Las balaustradas estaban adornadas con urnas y estatuillas, y los toldos
protegían del sol muchas ventanas. Las campanas de las torres de media docena
de iglesias se suspendían como cestos de hierro forjado por encima de las
techumbres de tejas semicirculares de tonalidades rosáceas, y en lo más alto de
la pequeña metrópoli, en línea con un baluarte y con un faro al final del
malecón, se alzaba la torre circular de una fortificación desde cuyas almenas
apuntaba un cañón como la aguja rota de una brújula. En el asta ondeaba una
bandera tricolor. Esbeltos troncos de palmeras elevaban hermosas matas de
limpios verdores. Una espuma de enredaderas y de hibiscos desbordaba los muros.
Por encima de la ciudad crecía en forma de cono un bosque tropical que recubría
la escarpada y cóncava falda de un volcán desde cuya cumbre desmochada subía en
espiral un lánguido gallardete de humo de color gris azulado.
“Es lo último que pinté en las Antillas”,
dijo Mademoiselle Berthe mientras cerraba las contraventanas, “no está mal del
todo.”
Cuando se
marchó, observé el cuadro con más detenimiento. En un ángulo, la firma estaba
esmeradamente escrita con tinta: B. de Rennes, 1902, y en el otro, para
mi repentino sobresalto: Fort de Plessis, Le Mouillage et la Salpetrière,
Saint-Jacques des Alisés. Afuera, se oía el chirrido intermitente de las
cigarras, y una flecha de luz solar que se había colado en aquella fresca
oscuridad clausurada proyectó un rayo luminoso a través de las torres y las
estatuas de Plessis. Al tiempo que caía dormido entre vagas conjeturas sobre
aquella pequeña y misteriosa ciudad, la trayectoria de aquella flecha se había
elevado hasta el cono humeante del volcán Salpetrière.

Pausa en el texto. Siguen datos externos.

PR #5475, opened 2021-11-26
feat: Replace HashMap with HashSet

pmnoxx:
Currently `RoutingTableActor::edges_info` is using `HashMap<(PeerId, PeerId), Edge>` to store list of edges.
This if inefficient, as it requires storing both keys and value.
We can optimize this by replacing `HashMap` with `HashSet`.


pmnoxx:
@matklad Can you take a look?

matklad (commented):
LGTM!

I'd maybe considered creating a separate type here: 

```rust
// in chain/network/src/routing/edge_set.rs

pub(crate) struct EdgeSet {
  repr: HashSet<EdgeIndexedByKey>
}

struct EdgeIndexedByKey(Edge);

impl EdgeSet {
    pub(crate) fn insert(&mut self, edge: Edge) { ... }
    pub(crate) fn get(&self, key: &(PeerId, PeerId)) -> Option<&Edge> { ... }
}
```

The HashMap -> HashSet trick is a bit weird, so, if we could encapsulate it in a module, that'd be great. That way, `EdgeIndexedByKey` weirdness will be strictly contained to a single, small file. 


Also curious to see if this affects any benchmark results!

chain/network/src/routing/edge_set.rs
```diff
@@ -0,0 +1,59 @@
...
+use std::collections::HashSet;
+use std::hash::{Hash, Hasher};
+
+/// Wraps around `Edge` struct. The main feature of this struct, is that it's hashed by
+/// `(Edge::key.0, Edge::key.1)` pair instead of `(Edge::key.0, Edge::key.1, Edge::nonce)`
+/// triple.
+#[derive(Eq, PartialEq)]
+pub struct EdgeIndexedByKey {
+    pub inner: Edge,
+}
```
matklad, line 14:
```suggestion
struct EdgeIndexedByKey {
    inner: Edge,
}
```

Making this private is the main thing I'd love to achieve by moving stuff to a separate module

chain/network/src/routing/edge_set.rs
```diff
@@ -0,0 +1,59 @@
...
+        self.repr.get(key).map(|v| &v.inner)
+    }
+
+    pub(crate) fn remove(&mut self, key: &(PeerId, PeerId)) -> bool {
+        self.repr.remove(key)
+    }
+
+    pub(crate) fn iter(&self) -> Iter<'_, EdgeIndexedByKey> {
+        self.repr.iter()
+    }
```
matklad, line 53:
```suggestion
    pub(crate) fn iter(&self) -> impl Iterator<Item = &Edge> + '_ {
        self.repr.iter().map(|it| &it.repr)
    }
```

pmnoxx: @matklad Thanks, that looks much nicer!.

chain/network/src/routing/edge_set.rs
pmnoxx: @matklad Yes, I can do that thanks to usage of `impl Iterator`.

pmnoxx:
> LGTM!
> 
> I'd maybe considered creating a separate type here:
> 
> ```rust
> // in chain/network/src/routing/edge_set.rs
> 
> pub(crate) struct EdgeSet {
>   repr: HashSet<EdgeIndexedByKey>
> }
> 
> struct EdgeIndexedByKey(Edge);
> 
> impl EdgeSet {
>     pub(crate) fn insert(&mut self, edge: Edge) { ... }
>     pub(crate) fn get(&self, key: &(PeerId, PeerId)) -> Option<&Edge> { ... }
> }
> ```
> 
> The HashMap -> HashSet trick is a bit weird, so, if we could encapsulate it in a module, that'd be great. That way, `EdgeIndexedByKey` weirdness will be strictly contained to a single, small file.

@matklad Do you mean, I should put this in a separate file like `edge_set.rs`? Or did you mean something else?

> 
> Also curious to see if this affects any benchmark results!

I'll try to benchmark it again, and see how it goes. Is there anything else that should be done?

pmnoxx:
@matklad There was a small bug. `insert` function, didn't insert the value, if there already was a value. I had to add `remove` inside `insert`, which makes the code slower.

```
    pub(crate) fn insert(&mut self, edge: Edge) -> bool {
        self.remove(edge.key());
        self.repr.insert(EdgeIndexedByKey { inner: edge })
    }
```

chain/network/src/routing/edge.rs
```diff
@@ -5,6 +5,7 @@ use near_crypto::{KeyType, SecretKey, Signature};
 use near_primitives::borsh::maybestd::sync::Arc;
 use near_primitives::hash::CryptoHash;
 use near_primitives::network::PeerId;
+use std::hash::Hash;
```
mm-near, line 8: do we need this ?

chain/network/src/routing/routing_table_actor.rs
```diff
@@ -45,18 +46,20 @@ pub enum Prune {
 ///   - store removed edges to disk
 ///   - we currently don't store active edges to disk
 pub struct RoutingTableActor {
-    /// Data structure with all edges. It's guaranteed that `peer.0` < `peer.1`.
-    pub edges_info: HashMap<(PeerId, PeerId), Edge>,
+    /// Collection of edges representing P2P network.
+    /// It's indexed by `Edge::key()` key and can be search through by called `get()` function
+    /// with `(PeerId, PeerId)` as argument.
```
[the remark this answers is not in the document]
pmnoxx: @mm-near Yes, the current assumption is that keys in `edges_info` meet that condition.

pmnoxx:
@matklad I'll do benchmarks after https://github.com/near/nearcore/pull/5791

matklad:
> had to add remove inside insert, which makes the code slower.

As a meta observation, Rust standard library generally has orthogonal API, and "stupid" work-arounds like doing two hash map lookups shouldn't be necessary. In this case, what you need is replace: 

file:///home/matklad/.rustup/toolchains/beta-x86_64-unknown-linux-gnu/share/doc/rust/html/std/collections/struct.HashSet.html#method.replace

pmnoxx:
> > had to add remove inside insert, which makes the code slower.
> 
> As a meta observation, Rust standard library generally has orthogonal API, and "stupid" work-arounds like doing two hash map lookups shouldn't be necessary. In this case, what you need is `HashSet::replace`

Thanks, that's a good suggestion.
Sometimes, it's easy to miss some feature in the api.

pmnoxx:
@mm-near @matklad I'm think of closing this PR, in favor of https://github.com/near/nearcore/pull/5955

pmnoxx:
@matklad Maybe, this deserves a separate, crate, or even a repo?

pmnoxx:
```
```
 Can you take a look?

pmnoxx:
```
```
 Can you take a look?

A lo largo de las dos semanas siguientes, no pasaba un día sin que visitase, al menos una vez, a Mademoiselle Berthe.
[1] De Rebus
Insularum Indiarum Occidentes quae Charaeibae vel Karaibi Dicuntur. Rev P.
Heiron Zancarolus, O.S.F., 7 vols., Venecia, 1723. (N. del A.)
* “La Isla de Santiago, dotada
de tantos recursos, de tanta abundancia y de tanta hermosura, casi parece un
rincón del mismo Cielo, pero, a causa de las ímprobas y depravadas costumbres
de los isleños, por la jactancia, la lujuria y la glotonería no sólo de los
galos sino también de los negros, la Isla de Santiago ha de ser considerada, en
justicia, como la peor de todas las otras islas y precisamente por eso, en verdad,
como un rincón del Infierno”. (N. de la T.)
[2] El
mismo fenómeno tuvo lugar en Haití. (N. del A.)